● Your task: Within the listing below, count the lines that include "shown" and give the count alone.

═══

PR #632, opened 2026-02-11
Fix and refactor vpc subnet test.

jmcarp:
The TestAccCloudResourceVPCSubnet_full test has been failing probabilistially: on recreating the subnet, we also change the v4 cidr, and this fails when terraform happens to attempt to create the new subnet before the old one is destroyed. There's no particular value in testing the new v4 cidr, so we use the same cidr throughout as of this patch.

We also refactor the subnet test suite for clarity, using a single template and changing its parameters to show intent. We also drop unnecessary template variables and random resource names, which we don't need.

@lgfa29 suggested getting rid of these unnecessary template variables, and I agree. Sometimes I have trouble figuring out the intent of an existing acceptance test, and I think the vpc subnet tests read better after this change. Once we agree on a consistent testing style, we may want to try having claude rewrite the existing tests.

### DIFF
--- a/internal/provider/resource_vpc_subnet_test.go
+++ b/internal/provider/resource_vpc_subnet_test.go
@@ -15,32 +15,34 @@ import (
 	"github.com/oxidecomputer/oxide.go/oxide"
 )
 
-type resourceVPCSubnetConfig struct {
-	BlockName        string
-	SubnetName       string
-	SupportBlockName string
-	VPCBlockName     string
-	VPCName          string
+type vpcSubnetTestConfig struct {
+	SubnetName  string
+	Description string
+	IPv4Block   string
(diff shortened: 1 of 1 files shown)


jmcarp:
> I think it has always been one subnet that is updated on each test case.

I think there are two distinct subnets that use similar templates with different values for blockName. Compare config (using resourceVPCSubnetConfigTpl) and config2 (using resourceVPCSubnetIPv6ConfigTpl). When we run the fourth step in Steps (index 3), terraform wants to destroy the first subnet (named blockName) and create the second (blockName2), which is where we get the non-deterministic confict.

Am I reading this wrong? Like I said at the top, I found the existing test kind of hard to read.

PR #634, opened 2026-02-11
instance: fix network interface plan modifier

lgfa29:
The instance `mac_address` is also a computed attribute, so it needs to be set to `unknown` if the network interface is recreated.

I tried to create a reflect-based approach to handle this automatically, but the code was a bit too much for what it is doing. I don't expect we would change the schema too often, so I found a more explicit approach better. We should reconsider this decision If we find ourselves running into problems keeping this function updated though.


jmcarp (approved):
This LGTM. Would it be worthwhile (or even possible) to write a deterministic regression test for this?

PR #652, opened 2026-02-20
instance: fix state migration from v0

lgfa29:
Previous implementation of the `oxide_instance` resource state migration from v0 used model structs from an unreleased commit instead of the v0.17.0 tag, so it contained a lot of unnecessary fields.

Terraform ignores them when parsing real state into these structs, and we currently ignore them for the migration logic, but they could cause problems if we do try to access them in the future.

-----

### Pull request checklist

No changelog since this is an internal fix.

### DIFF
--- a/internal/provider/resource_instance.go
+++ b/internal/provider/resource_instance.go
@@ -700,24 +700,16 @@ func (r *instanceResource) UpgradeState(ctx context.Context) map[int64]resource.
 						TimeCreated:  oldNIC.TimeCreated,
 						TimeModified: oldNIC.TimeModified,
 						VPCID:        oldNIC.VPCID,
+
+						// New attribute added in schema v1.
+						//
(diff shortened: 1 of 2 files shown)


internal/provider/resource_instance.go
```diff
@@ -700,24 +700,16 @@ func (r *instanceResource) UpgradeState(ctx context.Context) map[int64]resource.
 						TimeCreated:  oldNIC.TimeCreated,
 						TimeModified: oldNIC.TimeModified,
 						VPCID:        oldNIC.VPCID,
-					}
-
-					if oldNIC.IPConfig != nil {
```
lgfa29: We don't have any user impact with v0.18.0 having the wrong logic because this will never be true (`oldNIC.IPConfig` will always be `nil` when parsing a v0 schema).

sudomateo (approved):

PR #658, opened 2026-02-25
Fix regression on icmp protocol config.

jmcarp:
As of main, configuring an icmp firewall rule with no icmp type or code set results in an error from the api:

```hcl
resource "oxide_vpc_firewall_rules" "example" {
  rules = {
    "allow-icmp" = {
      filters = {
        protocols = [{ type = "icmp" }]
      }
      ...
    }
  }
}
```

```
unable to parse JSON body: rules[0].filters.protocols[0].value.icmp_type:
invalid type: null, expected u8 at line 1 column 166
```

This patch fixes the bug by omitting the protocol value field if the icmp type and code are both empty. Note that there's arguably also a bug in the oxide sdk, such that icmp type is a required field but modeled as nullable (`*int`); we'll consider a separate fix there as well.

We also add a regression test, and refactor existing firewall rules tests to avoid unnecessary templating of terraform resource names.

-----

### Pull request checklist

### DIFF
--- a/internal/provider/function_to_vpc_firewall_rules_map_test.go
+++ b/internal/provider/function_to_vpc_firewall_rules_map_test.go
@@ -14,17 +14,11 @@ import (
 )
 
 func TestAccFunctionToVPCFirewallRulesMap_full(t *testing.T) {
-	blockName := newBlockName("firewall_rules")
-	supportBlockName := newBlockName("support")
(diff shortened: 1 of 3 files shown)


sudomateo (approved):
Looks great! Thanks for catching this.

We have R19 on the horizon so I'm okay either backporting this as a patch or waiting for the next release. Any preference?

═══

● Result for this task: 3